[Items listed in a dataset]
== Segment start ==
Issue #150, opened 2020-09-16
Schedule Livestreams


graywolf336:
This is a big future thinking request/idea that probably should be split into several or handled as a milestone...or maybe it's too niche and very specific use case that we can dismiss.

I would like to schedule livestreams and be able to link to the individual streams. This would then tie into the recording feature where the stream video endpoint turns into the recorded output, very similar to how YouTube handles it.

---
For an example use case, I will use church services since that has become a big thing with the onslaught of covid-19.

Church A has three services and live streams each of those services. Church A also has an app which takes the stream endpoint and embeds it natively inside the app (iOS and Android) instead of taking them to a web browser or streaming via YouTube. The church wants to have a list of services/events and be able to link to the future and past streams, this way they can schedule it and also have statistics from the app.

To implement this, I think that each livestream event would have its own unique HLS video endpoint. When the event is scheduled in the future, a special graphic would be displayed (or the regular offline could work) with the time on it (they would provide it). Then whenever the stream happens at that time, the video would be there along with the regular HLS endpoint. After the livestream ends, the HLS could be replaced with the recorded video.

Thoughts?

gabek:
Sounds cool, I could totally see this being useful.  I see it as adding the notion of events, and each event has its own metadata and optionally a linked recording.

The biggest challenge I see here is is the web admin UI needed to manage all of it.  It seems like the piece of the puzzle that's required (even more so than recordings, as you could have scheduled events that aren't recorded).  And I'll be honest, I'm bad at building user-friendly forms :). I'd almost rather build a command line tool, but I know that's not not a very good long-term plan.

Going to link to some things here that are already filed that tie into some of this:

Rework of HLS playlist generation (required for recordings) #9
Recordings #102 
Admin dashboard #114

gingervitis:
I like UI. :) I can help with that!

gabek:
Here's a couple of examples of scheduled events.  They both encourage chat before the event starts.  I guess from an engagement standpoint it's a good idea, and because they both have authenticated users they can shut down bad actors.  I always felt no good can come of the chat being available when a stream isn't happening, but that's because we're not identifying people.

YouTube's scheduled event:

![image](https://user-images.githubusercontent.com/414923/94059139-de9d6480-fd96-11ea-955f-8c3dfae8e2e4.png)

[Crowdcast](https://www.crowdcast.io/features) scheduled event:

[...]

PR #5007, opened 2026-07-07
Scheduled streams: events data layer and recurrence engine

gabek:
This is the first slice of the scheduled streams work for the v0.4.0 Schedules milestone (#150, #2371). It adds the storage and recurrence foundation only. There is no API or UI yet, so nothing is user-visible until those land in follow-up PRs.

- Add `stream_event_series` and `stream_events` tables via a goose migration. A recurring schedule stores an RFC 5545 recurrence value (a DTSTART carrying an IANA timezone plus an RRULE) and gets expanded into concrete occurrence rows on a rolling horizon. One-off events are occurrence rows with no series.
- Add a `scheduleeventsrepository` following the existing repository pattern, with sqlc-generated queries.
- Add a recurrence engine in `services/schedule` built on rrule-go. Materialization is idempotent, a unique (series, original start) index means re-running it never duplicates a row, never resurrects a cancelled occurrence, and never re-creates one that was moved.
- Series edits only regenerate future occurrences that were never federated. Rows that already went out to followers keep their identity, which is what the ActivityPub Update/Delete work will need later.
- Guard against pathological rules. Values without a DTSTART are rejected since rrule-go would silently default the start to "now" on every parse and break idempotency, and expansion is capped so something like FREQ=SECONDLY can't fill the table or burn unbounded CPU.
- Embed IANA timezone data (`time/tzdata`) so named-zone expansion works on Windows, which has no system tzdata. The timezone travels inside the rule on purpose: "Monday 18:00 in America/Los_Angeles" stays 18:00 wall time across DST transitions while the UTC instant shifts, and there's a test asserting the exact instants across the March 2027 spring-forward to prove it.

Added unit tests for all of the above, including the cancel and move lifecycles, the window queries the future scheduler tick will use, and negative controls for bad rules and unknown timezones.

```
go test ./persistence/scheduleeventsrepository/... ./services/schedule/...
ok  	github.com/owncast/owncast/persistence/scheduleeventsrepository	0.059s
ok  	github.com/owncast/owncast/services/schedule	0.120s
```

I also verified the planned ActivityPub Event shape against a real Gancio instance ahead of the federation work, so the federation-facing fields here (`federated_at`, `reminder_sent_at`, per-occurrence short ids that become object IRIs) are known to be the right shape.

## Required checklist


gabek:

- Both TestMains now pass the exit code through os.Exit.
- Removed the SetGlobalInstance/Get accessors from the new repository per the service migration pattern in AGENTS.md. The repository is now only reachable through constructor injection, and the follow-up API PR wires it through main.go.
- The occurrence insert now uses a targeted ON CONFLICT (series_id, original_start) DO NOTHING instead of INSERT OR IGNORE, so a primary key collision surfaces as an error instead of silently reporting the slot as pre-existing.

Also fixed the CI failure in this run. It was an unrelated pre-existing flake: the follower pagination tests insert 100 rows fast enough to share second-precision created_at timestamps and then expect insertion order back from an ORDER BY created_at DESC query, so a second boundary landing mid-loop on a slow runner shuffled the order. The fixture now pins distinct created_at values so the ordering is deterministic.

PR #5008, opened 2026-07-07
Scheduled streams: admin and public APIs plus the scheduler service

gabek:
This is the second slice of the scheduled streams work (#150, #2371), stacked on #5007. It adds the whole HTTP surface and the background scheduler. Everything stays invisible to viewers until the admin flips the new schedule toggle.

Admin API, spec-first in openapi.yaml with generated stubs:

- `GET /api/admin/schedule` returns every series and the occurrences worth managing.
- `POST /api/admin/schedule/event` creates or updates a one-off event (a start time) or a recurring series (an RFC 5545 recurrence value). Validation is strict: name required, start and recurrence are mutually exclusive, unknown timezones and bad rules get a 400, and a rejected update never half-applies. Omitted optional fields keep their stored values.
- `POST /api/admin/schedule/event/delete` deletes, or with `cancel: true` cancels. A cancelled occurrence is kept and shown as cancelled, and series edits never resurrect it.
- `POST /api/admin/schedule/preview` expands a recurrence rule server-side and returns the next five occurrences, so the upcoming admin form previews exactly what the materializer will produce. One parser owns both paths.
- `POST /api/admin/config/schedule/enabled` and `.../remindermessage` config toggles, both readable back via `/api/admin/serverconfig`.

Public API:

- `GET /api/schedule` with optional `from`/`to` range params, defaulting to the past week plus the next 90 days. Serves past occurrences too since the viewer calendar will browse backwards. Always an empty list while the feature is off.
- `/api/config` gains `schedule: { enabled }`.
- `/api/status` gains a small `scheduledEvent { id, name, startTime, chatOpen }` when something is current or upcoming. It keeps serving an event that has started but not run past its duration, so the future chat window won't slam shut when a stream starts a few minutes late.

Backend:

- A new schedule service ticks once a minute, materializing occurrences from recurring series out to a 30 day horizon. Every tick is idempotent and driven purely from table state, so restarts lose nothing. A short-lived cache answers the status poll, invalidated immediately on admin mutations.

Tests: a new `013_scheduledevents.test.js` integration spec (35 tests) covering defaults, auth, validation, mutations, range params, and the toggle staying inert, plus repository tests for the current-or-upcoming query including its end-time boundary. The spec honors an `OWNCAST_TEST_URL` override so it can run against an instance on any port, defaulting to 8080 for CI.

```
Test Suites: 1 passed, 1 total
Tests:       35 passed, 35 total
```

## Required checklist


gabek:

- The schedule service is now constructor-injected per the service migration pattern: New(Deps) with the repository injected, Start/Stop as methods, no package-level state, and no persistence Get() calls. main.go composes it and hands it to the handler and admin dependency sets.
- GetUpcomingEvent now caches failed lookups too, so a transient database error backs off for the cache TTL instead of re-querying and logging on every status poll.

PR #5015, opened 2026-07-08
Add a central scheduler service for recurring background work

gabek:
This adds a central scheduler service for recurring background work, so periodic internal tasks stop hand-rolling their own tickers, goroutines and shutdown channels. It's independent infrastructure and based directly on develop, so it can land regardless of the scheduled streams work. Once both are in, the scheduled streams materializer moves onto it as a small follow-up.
== Segment end ==
# Work task
Write out the records above exactly as given.

# Result of the task
Issue #150, opened 2020-09-16
Schedule Livestreams


graywolf336:
This is a big future thinking request/idea that probably should be split into several or handled as a milestone...or maybe it's too niche and very specific use case that we can dismiss.

I would like to schedule livestreams and be able to link to the individual streams. This would then tie into the recording feature where the stream video endpoint turns into the recorded output, very similar to how YouTube handles it.

---
For an example use case, I will use church services since that has become a big thing with the onslaught of covid-19.

Church A has three services and live streams each of those services. Church A also has an app which takes the stream endpoint and embeds it natively inside the app (iOS and Android) instead of taking them to a web browser or streaming via YouTube. The church wants to have a list of services/events and be able to link to the future and past streams, this way they can schedule it and also have statistics from the app.

To implement this, I think that each livestream event would have its own unique HLS video endpoint. When the event is scheduled in the future, a special graphic would be displayed (or the regular offline could work) with the time on it (they would provide it). Then whenever the stream happens at that time, the video would be there along with the regular HLS endpoint. After the livestream ends, the HLS could be replaced with the recorded video.

Thoughts?

gabek:
Sounds cool, I could totally see this being useful.  I see it as adding the notion of events, and each event has its own metadata and optionally a linked recording.

The biggest challenge I see here is is the web admin UI needed to manage all of it.  It seems like the piece of the puzzle that's required (even more so than recordings, as you could have scheduled events that aren't recorded).  And I'll be honest, I'm bad at building user-friendly forms :). I'd almost rather build a command line tool, but I know that's not not a very good long-term plan.

Going to link to some things here that are already filed that tie into some of this:

Rework of HLS playlist generation (required for recordings) #9
Recordings #102 
Admin dashboard #114

gingervitis:
I like UI. :) I can help with that!

gabek:
Here's a couple of examples of scheduled events.  They both encourage chat before the event starts.  I guess from an engagement standpoint it's a good idea, and because they both have authenticated users they can shut down bad actors.  I always felt no good can come of the chat being available when a stream isn't happening, but that's because we're not identifying people.

YouTube's scheduled event:

![image](https://user-images.githubusercontent.com/414923/94059139-de9d6480-fd96-11ea-955f-8c3dfae8e2e4.png)

[Crowdcast](https://www.crowdcast.io/features) scheduled event:

[...]

PR #5007, opened 2026-07-07
Scheduled streams: events data layer and recurrence engine

gabek:
This is the first slice of the scheduled streams work for the v0.4.0 Schedules milestone (#150, #2371). It adds the storage and recurrence foundation only. There is no API or UI yet, so nothing is user-visible until those land in follow-up PRs.

- Add `stream_event_series` and `stream_events` tables via a goose migration. A recurring schedule stores an RFC 5545 recurrence value (a DTSTART carrying an IANA timezone plus an RRULE) and gets expanded into concrete occurrence rows on a rolling horizon. One-off events are occurrence rows with no series.
- Add a `scheduleeventsrepository` following the existing repository pattern, with sqlc-generated queries.
- Add a recurrence engine in `services/schedule` built on rrule-go. Materialization is idempotent, a unique (series, original start) index means re-running it never duplicates a row, never resurrects a cancelled occurrence, and never re-creates one that was moved.
- Series edits only regenerate future occurrences that were never federated. Rows that already went out to followers keep their identity, which is what the ActivityPub Update/Delete work will need later.
- Guard against pathological rules. Values without a DTSTART are rejected since rrule-go would silently default the start to "now" on every parse and break idempotency, and expansion is capped so something like FREQ=SECONDLY can't fill the table or burn unbounded CPU.
- Embed IANA timezone data (`time/tzdata`) so named-zone expansion works on Windows, which has no system tzdata. The timezone travels inside the rule on purpose: "Monday 18:00 in America/Los_Angeles" stays 18:00 wall time across DST transitions while the UTC instant shifts, and there's a test asserting the exact instants across the March 2027 spring-forward to prove it.

Added unit tests for all of the above, including the cancel and move lifecycles, the window queries the future scheduler tick will use, and negative controls for bad rules and unknown timezones.

```
go test ./persistence/scheduleeventsrepository/... ./services/schedule/...
ok  	github.com/owncast/owncast/persistence/scheduleeventsrepository	0.059s
ok  	github.com/owncast/owncast/services/schedule	0.120s
```

I also verified the planned ActivityPub Event shape against a real Gancio instance ahead of the federation work, so the federation-facing fields here (`federated_at`, `reminder_sent_at`, per-occurrence short ids that become object IRIs) are known to be the right shape.

## Required checklist


gabek:

- Both TestMains now pass the exit code through os.Exit.
- Removed the SetGlobalInstance/Get accessors from the new repository per the service migration pattern in AGENTS.md. The repository is now only reachable through constructor injection, and the follow-up API PR wires it through main.go.
- The occurrence insert now uses a targeted ON CONFLICT (series_id, original_start) DO NOTHING instead of INSERT OR IGNORE, so a primary key collision surfaces as an error instead of silently reporting the slot as pre-existing.

Also fixed the CI failure in this run. It was an unrelated pre-existing flake: the follower pagination tests insert 100 rows fast enough to share second-precision created_at timestamps and then expect insertion order back from an ORDER BY created_at DESC query, so a second boundary landing mid-loop on a slow runner shuffled the order. The fixture now pins distinct created_at values so the ordering is deterministic.

PR #5008, opened 2026-07-07
Scheduled streams: admin and public APIs plus the scheduler service

gabek:
This is the second slice of the scheduled streams work (#150, #2371), stacked on #5007. It adds the whole HTTP surface and the background scheduler. Everything stays invisible to viewers until the admin flips the new schedule toggle.

Admin API, spec-first in openapi.yaml with generated stubs:

- `GET /api/admin/schedule` returns every series and the occurrences worth managing.
- `POST /api/admin/schedule/event` creates or updates a one-off event (a start time) or a recurring series (an RFC 5545 recurrence value). Validation is strict: name required, start and recurrence are mutually exclusive, unknown timezones and bad rules get a 400, and a rejected update never half-applies. Omitted optional fields keep their stored values.
- `POST /api/admin/schedule/event/delete` deletes, or with `cancel: true` cancels. A cancelled occurrence is kept and shown as cancelled, and series edits never resurrect it.
- `POST /api/admin/schedule/preview` expands a recurrence rule server-side and returns the next five occurrences, so the upcoming admin form previews exactly what the materializer will produce. One parser owns both paths.
- `POST /api/admin/config/schedule/enabled` and `.../remindermessage` config toggles, both readable back via `/api/admin/serverconfig`.

Public API:

- `GET /api/schedule` with optional `from`/`to` range params, defaulting to the past week plus the next 90 days. Serves past occurrences too since the viewer calendar will browse backwards. Always an empty list while the feature is off.
- `/api/config` gains `schedule: { enabled }`.
- `/api/status` gains a small `scheduledEvent { id, name, startTime, chatOpen }` when something is current or upcoming. It keeps serving an event that has started but not run past its duration, so the future chat window won't slam shut when a stream starts a few minutes late.

Backend:

- A new schedule service ticks once a minute, materializing occurrences from recurring series out to a 30 day horizon. Every tick is idempotent and driven purely from table state, so restarts lose nothing. A short-lived cache answers the status poll, invalidated immediately on admin mutations.

Tests: a new `013_scheduledevents.test.js` integration spec (35 tests) covering defaults, auth, validation, mutations, range params, and the toggle staying inert, plus repository tests for the current-or-upcoming query including its end-time boundary. The spec honors an `OWNCAST_TEST_URL` override so it can run against an instance on any port, defaulting to 8080 for CI.

```
Test Suites: 1 passed, 1 total
Tests:       35 passed, 35 total
```

## Required checklist


gabek:

- The schedule service is now constructor-injected per the service migration pattern: New(Deps) with the repository injected, Start/Stop as methods, no package-level state, and no persistence Get() calls. main.go composes it and hands it to the handler and admin dependency sets.
- GetUpcomingEvent now caches failed lookups too, so a transient database error backs off for the cache TTL instead of re-querying and logging on every status poll.

PR #5015, opened 2026-07-08
Add a central scheduler service for recurring background work

gabek:
This adds a central scheduler service for recurring background work, so periodic internal tasks stop hand-rolling their own tickers, goroutines and shutdown channels. It's independent infrastructure and based directly on develop, so it can land regardless of the scheduled streams work. Once both are in, the scheduled streams materializer moves onto it as a small follow-up.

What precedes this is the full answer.